■ **PROBLEM TO WORK ON**: Where does the word "opened" appear in the entries below? Copy each line that holds it.

THE RECORDS START

Issue #1792, opened 2017-04-06
Sidebar doesn't scroll if content is too long


caseycesari:
To reproduce, copy and paste the `p` element that is at the top of the sidebar until the contents of the sidebar are moved off-screen. 

<img width="481" alt="screen shot 2017-04-06 at 12 43 05 pm" src="https://cloud.githubusercontent.com/assets/1042475/24765660/9b9913ca-1ac6-11e7-881a-aa00eafafe7f.png">

rajadain:
Similar work was done here: https://github.com/project-icp/bee-pollinator-app/pull/151

PR #1836, opened 2017-04-20
Make sidebar scrollable

rajadain:
## Overview

Makes the sidebar scrollable so that when there is a lot of content, or the screen is really short, the app remains accessible. This change applies to the sidebar in splash and draw views.

:bug: :lipstick:

Connects #1792 

## Testing Instructions

 * Check out this branch
 * Download this patch file: [long-sidebar-text.patch.txt](https://github.com/WikiWatershed/model-my-watershed/files/944709/long-sidebar-text.patch.txt)
 * Apply the patch to add long text to your local

       $ git apply long-sidebar-text.patch.txt

 * Bundle the new stuff `./scripts/bundle.sh --debug`
 * Open the app in your local and ensure that it is workable even though main action buttons are pushed below the fold

### DIFF
--- a/src/mmw/sass/pages/_draw.scss
+++ b/src/mmw/sass/pages/_draw.scss
@@ -6,7 +6,8 @@
     right: 0;
     transition: all 200ms;
     top: 44px;
-    overflow: visible;
+    bottom: 0px;
+    overflow-y: auto;
 }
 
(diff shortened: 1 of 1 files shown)


kellyi:
Setting MMW to take a look at this.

THE RECORDS END

■ **SOLUTION TO THIS PROBLEM**:
Issue #1792, opened 2017-04-06
PR #1836, opened 2017-04-20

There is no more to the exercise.